[Stored items]
PR #1092, opened 2026-07-06
feat: wz-32968 prompt call

fdelsert-whoz:
The PR introduces a **prompt command system** for AgentOS cases. Users can now type `/prompt-name [args]` in a message to invoke a named prompt template, which expands into one or more resolved text commands before being sent to the agent.

**Core mechanism — `PromptCommandParser`**

`PromptCommandParser` resolves slash-command invocations against a snapshot of effective prompts. It supports:
- `{{ARGUMENTS}}` — replaced with the raw argument string verbatim
- Named positional parameters `{{paramName}}` — mapped by declaration order, with per-parameter defaults
- Quote-aware tokenization for multi-word arguments
- Recursive resolution: a prompt line that itself starts with `/` is resolved depth-first
- Cycle detection via a call stack of `(name, resolvedArgs)` pairs — same prompt with different arguments is allowed (sibling reuse), same prompt with same arguments in ancestry is rejected
- Depth cap at 10 to catch long chains that bypass argument-based cycle detection

**Integration strategy in `CaseServiceImpl.addMessage`**

When a message contains a slash-command, the parser expands it into a list of resolved strings. Each resolved string becomes a **separate sequential agent turn**:
- The first resolved string is sent immediately as the user message
- Subsequent strings are enqueued in `CaseRuntime.commandQueue`
- After each agent turn completes (`AgentFinishedEvent`), `runTurns` drains one command from the queue, injects it as a new user message via `addUserMessage`, and resets `iterationCount` — triggering the next agent turn

Resolution failures (cycle, depth exceeded, missing required arguments) are caught as `PromptResolutionException`, surfaced as a `WarnEvent` on the SSE flow, and the original raw message is stored so conversation history remains intact. The case then proceeds normally to `IDLE`.

Capture d’écran 2026-07-07 à 10 59 22


libs/agentos-api-client/src/custom/prompt-controller.service.ts
```diff
@@ -111,6 +111,21 @@ export class PromptControllerService extends BaseService {
     })
   }
 
+  /**
+   * Returns the resolved set of prompts for the given namespace+user context.
+   * Merges platform, namespace-shared, user-global and user×namespace layers by name.
+   * Used for slash-command autocomplete in the chat composer.
+   */
+  listEffectivePrompts(namespaceId: string): Observable<Prompt[]> {
```
vincent-couturier-whoz: question: why it was automatically generated from the openapi spec ?

vincent-couturier-whoz (dismissed):

libs/agentos-api-client/src/custom/prompt-controller.service.ts
fdelsert-whoz: Yes I wasn't aware of the process when the first PR was submitted.
It needs to be truly generated from openapi spec, and old calls needs to be rewired.

fdelsert-whoz: done at commit: 8c2e4d1

agentos/agentos-service/src/main/kotlin/io/whozoss/agentos/caseFlow/CaseRuntime.kt
```diff
@@ -111,29 +122,34 @@ class CaseRuntime(
...
         killRequested.set(true)
         interruptRequested.set(true)
+        commandQueue.clear()
+    }
+
+    /**
+     * Enqueue a command for sequential execution after the current agent turn.
+     * Used when a prompt resolves to multiple commands.
+     */
+    fun enqueueCommand(content: List<MessageContent>) {
```
vincent-audibert-whoz, line 151: We might need LATER to pass the userId(s) with these MessageContent to avoid the implicit user being the last one => have a ticket to track that hole ?

Idea for LATER: this method could be a subtle alternative to the existing addMessage with a different meaning:
- addMessage = add it right away and let the already running agent have it right away
- enqueueCommand = queue it to wait for the current agent run

vincent-audibert-whoz (approved):
👍 
optional comments/ideas.

agentos/agentos-service/src/main/kotlin/io/whozoss/agentos/caseFlow/CaseRuntime.kt
fdelsert-whoz: Yes, the idea just below of using a new structure (_PendingCommand_) was precisely to make it extensible in the future so that this kind of information can be added.

I’m not sure I understand the first point about the implicit user.

Yes an enqueueCommand  equivalent could become an entry point of the interface.

PR #1093, opened 2026-07-06
#1023 new navigation on coday part navigation

benjamin-valdes-whoz:
image
image


libs/agentos-ui/src/lib/components/case-shell/case-shell.component.html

* **ACTION ITEM**: Please show the lines in the entries above that hold the string "spec".

* **SOLUTION FOR THIS TASK**:
vincent-couturier-whoz: question: why it was automatically generated from the openapi spec ?
It needs to be truly generated from openapi spec, and old calls needs to be rewired.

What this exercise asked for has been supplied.